For decades, computer scientists have dreamed of computers that respond to human voice. But until recently speech-recognition systems could be a nightmare. New users had to recite long scripts to train the software to the peculiarities of their voices, and the software’s translations could still be as mistake-prone as a first-year foreign-language student. But lately the technology has improved dramatically. Last summer Nuance Corp., the industry’s big player, released a new version of Dragon that’s winning raves. This year Microsoft included a voice-recognition feature in its new Vista operating system and dropped a reported $800 million to acquire a speech-software start-up called Tellme. Nuance and other companies—including Google—are working on systems that allow voice to replace the frenzied pecking on BlackBerrys and other mobile devices. “The technology has kind of snuck up on everyone,” says Bill Meisel, publisher of Speech Strategy News.

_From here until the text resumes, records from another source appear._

PR #2958, opened 2026-07-06
add-teams: Teams-CLI-first credentials flow in SSF directive grammar

Koshkoshinsk:
## What

Rebuilds the add-teams skill on the structured-skill-format base: one `teams login` + one `teams app create --json` replace the ~7-step Azure portal walk. With SSF deleting the per-channel wizards, this SKILL.md is the single setup path for both the `pnpm setup` wizard and Claude `/add-teams`.

## Flow

- **have_creds probe first** — any Teams cred in `.env` skips every creation step, so re-runs drop straight to Restart. Either-key semantics prevent a partial `.env` from pairing a fresh app with stale keys (guaranteed 401).
- **`teams login`** — browser locally, device code over SSH. The step re-reads the session from a fresh process (`teams status --json`) so cache-persistence failures surface here, not as `AUTH_REQUIRED` mid-create.
- **`teams app create --json`** — single-tenant by default, five-var capture (creds + `teamsAppId` + `installLink`) with `validate:^.+$` so shape drift bounces instead of writing empty creds. Teams-managed bot: no Azure subscription, no manifest zip, no manual sideload. Prompts: public URL + app name.
- **Inline wire** — after install, the flow detects the signed-in account and confirms the wiring target (yes/no, then logged-in-account or other-account via Entra object ID — someone is always wired, no skip), opens the DM proactively so the assistant messages the human first, then offers `teams logout`. A drop-through re-run that resolves nothing falls back to the deferred ending: verify passes with zero groups (`WIRING=pending_first_dm`) and the wizard closes with a "DM your bot" note.
- Webhook endpoint is `/webhook/teams`. Portal walk and multi-tenant live in prose Alternatives; RSC via `teams app rsc add` (CLI) or manifest `--rsc` (manual). REMOVE.md runs `teams logout` before uninstall (the MSAL cache outlives the package).

## Environment fixes proven on a headless VM

1. **Never `nc:dep` a CLI whose deps need install scripts** — pnpm's supply-chain policy skips keytar's build, so the Teams CLI credential store silently falls back to in-memory and login evaporates between processes. Fix: `npm install -g @microsoft/teams.cli@3.0.2` (`onlyBuiltDependencies` untouched).
2. **npm's global bin dir isn't reliably on PATH** — every step invokes `"$(npm prefix -g)/bin/teams"` by absolute path.
3. The CLI's "unencrypted cache" warning on headless Linux is expected and harmless — documented as safe to ignore.

## Manual-path assets

The sideload package builds in-process (`setup/channels/teams-manifest-build.ts`): the manifest is a checked-in `setup/assets/teams/manifest.template.json` (code patches app id, name, domain, optional RSC block), the icons are committed PNGs, and the stored-zip writer lives in `setup/lib/zip.ts` — no `zip` binary or image tooling needed on the host.

## Verification

Full e2e on a fresh Ubuntu VM: device-code login → create → install link → restart → welcome DM → wired. Host tests and skill lint green; parity tests execute the shipped document (drop-through, fresh create, wire-confirm paths).

## Notes for the SSF branch owner (engine-side, not addressed here)

1. `reuseFromEnv` offers env keys inferred from `KEY={{var}}` even when the var is a capture, not a prompt → pointless confirms on re-runs, one showing a masked secret. One-liner: `if (!promptShape.has(v)) continue;`.
2. `effect:external` isn't run-health gated — create would still run after a bounced login (the login step's persistence check compensates).
3. Captures can't be marked secret — the client secret sits unmasked in `ApplyResult.vars` (in-memory only today).

Also: the `channels` branch still carries the old portal-walk add-teams SKILL.md — follow-up once this lands.


gavrielc (approved):
@Koshkoshinsk Great!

PC-based voice recognition is different from the “call center” systems you encounter when calling banks or airlines. Telephone systems recognize only simple vocabularies and are designed to work with any voice. In contrast, PC-based systems adapt to a single user’s speech, gaining accuracy over time. Nuance cites several reasons the software has improved lately. As more Dragon users began to have broadband connections, the company started remotely collecting data on the particular words and phrases that Dragon screwed up, allowing researchers to tweak their black-box algorithms to better target trouble spots.
At the same time, faster PCs allow Dragon to crunch more data, increasing accuracy without slowing performance. The company estimates 5 million Americans are now using Dragon software, and it envisions a future in which microphones join keyboards, mice and scanners as another everyday way to digitize data.
Until recently, most speech-recognition users toiled in hyperspecialized fields (like medical transcription) or suffered physical disabilities, like repetitive-stress injuries, that impeded keyboarding. Now more customers are just normal desk jockeys who are trying to boost productivity. Stanley Riemer is the managing partner at a Boston law firm who uses Dragon to answer 200 e-mails a day—often at home in the evenings, while sitting in a comfortable chair with his hands folded in his lap. “I never touch the keyboard unless I feel like it,” he says. With a noise-filtering microphone, he can even watch Red Sox games while he e-mails. “It’s changed my entire work style,” Riemer says. And as the practice grows, talking to yourself may become not a marker of madness, but the sign of a high-efficiency worker.